● **What the task requires**
Here are the records. Write out exactly the lines between the one holding "It seems that" and the one holding "# 11. After", inclusive.

● **The data**
- Opening Delimiter -

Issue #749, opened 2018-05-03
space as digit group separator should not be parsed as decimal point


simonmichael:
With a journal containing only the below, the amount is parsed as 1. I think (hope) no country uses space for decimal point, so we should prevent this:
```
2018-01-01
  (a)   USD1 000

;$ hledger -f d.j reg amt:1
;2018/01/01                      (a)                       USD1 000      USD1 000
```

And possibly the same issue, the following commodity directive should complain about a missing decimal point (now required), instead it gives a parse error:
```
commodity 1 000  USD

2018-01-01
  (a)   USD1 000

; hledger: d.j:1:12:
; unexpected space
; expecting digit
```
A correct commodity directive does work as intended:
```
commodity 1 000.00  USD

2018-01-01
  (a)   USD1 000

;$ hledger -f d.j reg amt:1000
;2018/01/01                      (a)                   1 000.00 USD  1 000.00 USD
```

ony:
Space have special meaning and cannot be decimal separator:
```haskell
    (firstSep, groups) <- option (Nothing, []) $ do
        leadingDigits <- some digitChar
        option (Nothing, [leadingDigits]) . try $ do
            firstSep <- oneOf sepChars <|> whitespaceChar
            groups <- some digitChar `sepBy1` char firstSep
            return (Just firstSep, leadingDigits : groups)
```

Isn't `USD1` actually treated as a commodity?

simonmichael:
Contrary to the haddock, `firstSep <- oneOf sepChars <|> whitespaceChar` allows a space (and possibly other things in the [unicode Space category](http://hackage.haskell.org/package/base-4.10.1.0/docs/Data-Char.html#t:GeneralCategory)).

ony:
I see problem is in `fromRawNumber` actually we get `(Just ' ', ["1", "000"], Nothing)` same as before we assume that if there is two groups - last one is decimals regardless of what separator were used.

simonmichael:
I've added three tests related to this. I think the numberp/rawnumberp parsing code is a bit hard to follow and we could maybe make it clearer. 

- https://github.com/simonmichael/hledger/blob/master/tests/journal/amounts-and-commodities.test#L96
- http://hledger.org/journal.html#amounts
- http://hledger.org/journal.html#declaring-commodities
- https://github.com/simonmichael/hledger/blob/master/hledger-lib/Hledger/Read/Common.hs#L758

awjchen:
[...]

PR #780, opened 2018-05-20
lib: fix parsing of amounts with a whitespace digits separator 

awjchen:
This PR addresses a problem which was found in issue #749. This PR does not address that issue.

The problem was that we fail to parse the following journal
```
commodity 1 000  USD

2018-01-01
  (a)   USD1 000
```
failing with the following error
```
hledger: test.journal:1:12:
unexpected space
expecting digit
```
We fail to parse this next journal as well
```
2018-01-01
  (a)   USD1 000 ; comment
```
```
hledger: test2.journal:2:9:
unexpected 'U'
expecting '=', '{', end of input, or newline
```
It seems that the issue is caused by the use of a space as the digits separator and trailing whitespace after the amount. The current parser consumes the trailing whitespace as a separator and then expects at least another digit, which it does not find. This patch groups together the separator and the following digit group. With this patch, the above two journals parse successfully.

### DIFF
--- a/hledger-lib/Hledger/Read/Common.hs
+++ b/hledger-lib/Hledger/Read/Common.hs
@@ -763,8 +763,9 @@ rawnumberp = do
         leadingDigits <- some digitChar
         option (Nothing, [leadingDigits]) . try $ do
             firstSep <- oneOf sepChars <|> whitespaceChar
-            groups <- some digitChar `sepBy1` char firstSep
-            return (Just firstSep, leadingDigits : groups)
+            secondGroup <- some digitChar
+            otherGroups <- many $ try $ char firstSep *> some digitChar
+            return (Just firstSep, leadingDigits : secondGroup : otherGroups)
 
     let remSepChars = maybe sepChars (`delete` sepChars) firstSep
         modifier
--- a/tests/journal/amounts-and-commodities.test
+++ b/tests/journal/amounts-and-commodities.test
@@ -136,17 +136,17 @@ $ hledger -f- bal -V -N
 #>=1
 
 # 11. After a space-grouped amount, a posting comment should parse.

- Closing Delimiter -
- Opening Delimiter -

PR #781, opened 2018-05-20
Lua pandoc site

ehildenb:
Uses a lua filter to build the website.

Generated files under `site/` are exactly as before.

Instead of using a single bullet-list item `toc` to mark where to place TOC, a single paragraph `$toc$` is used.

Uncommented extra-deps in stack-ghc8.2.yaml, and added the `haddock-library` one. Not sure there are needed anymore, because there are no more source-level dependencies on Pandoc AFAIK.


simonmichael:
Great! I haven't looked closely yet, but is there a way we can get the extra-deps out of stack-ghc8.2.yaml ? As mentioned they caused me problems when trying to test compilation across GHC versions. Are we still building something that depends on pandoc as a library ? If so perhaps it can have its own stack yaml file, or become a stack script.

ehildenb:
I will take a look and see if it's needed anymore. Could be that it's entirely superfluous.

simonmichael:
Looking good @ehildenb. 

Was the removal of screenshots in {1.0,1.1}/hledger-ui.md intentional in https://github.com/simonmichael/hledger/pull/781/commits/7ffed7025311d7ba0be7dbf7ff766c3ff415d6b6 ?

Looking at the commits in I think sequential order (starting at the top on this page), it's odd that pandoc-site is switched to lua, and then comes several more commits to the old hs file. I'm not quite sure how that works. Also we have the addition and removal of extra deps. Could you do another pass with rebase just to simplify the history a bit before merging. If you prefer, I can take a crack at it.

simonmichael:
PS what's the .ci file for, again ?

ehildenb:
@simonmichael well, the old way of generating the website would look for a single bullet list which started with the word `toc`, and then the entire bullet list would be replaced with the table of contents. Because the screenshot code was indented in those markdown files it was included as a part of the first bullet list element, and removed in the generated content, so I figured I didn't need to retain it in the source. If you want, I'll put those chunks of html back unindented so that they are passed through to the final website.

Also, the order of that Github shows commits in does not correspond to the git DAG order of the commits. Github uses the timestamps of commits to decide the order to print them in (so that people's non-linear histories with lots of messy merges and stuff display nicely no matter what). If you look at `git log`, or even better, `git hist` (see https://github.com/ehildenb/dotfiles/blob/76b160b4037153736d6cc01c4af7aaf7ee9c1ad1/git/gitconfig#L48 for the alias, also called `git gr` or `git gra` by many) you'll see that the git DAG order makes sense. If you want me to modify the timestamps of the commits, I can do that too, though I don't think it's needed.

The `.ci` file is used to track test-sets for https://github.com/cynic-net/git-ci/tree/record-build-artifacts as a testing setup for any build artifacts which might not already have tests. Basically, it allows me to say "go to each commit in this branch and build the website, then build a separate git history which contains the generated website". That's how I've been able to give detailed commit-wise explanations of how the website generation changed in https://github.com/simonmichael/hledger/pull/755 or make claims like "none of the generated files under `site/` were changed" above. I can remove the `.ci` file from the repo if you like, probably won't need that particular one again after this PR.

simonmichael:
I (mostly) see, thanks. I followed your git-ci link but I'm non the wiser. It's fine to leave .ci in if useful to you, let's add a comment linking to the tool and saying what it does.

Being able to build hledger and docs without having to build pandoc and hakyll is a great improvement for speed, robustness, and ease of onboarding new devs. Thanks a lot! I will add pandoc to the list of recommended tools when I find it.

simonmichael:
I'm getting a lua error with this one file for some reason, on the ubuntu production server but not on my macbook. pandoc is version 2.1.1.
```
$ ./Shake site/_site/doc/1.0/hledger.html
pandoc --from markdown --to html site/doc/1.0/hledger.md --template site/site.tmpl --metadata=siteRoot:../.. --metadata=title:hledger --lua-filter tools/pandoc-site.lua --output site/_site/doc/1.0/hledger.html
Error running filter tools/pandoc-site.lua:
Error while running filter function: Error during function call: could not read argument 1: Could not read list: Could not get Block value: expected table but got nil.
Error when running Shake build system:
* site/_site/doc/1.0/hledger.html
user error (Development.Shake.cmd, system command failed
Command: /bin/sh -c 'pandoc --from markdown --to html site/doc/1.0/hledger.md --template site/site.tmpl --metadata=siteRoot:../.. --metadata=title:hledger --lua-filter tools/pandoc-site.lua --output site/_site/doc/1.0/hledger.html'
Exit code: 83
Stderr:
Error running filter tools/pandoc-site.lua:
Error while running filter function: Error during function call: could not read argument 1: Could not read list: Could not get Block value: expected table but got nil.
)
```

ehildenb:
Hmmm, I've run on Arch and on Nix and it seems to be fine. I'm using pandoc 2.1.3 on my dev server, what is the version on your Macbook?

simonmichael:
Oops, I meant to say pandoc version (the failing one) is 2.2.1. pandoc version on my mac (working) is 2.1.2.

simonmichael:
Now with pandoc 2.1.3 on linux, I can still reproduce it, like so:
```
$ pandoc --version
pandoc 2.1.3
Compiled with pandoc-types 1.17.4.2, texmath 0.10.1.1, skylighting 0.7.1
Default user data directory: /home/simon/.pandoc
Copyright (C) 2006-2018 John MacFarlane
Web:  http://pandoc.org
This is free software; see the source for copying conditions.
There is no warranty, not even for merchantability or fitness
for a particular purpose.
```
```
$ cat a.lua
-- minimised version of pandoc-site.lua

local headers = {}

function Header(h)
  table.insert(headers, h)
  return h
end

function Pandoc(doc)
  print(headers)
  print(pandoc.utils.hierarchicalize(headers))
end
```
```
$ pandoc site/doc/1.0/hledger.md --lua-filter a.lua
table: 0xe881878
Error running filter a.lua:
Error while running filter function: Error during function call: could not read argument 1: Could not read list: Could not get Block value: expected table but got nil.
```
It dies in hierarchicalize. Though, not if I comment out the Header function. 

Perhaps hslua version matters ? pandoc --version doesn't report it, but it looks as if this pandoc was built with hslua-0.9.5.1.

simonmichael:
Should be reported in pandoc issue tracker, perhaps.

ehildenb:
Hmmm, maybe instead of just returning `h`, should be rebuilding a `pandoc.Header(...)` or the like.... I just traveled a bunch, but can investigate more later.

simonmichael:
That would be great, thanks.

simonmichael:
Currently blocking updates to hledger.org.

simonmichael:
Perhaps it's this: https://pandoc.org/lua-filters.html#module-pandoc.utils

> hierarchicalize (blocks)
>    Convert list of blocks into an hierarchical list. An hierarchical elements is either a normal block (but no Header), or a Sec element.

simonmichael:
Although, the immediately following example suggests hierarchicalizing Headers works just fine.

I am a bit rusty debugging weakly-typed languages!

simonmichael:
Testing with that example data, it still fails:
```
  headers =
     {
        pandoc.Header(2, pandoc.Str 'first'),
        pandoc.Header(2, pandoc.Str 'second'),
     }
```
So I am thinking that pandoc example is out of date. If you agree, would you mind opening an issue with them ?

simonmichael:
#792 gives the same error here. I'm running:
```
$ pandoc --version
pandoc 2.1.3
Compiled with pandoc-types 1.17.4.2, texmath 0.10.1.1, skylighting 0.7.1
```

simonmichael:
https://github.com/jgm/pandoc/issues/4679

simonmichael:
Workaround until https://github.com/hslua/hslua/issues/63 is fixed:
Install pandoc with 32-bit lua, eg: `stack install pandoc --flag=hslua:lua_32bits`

- Closing Delimiter -

● **Final answer**
It seems that the issue is caused by the use of a space as the digits separator and trailing whitespace after the amount. The current parser consumes the trailing whitespace as a separator and then expects at least another digit, which it does not find. This patch groups together the separator and the following digit group. With this patch, the above two journals parse successfully.

### DIFF
--- a/hledger-lib/Hledger/Read/Common.hs
+++ b/hledger-lib/Hledger/Read/Common.hs
@@ -763,8 +763,9 @@ rawnumberp = do
         leadingDigits <- some digitChar
         option (Nothing, [leadingDigits]) . try $ do
             firstSep <- oneOf sepChars <|> whitespaceChar
-            groups <- some digitChar `sepBy1` char firstSep
-            return (Just firstSep, leadingDigits : groups)
+            secondGroup <- some digitChar
+            otherGroups <- many $ try $ char firstSep *> some digitChar
+            return (Just firstSep, leadingDigits : secondGroup : otherGroups)
 
     let remSepChars = maybe sepChars (`delete` sepChars) firstSep
         modifier
--- a/tests/journal/amounts-and-commodities.test
+++ b/tests/journal/amounts-and-commodities.test
@@ -136,17 +136,17 @@ $ hledger -f- bal -V -N
 #>=1
 
 # 11. After a space-grouped amount, a posting comment should parse.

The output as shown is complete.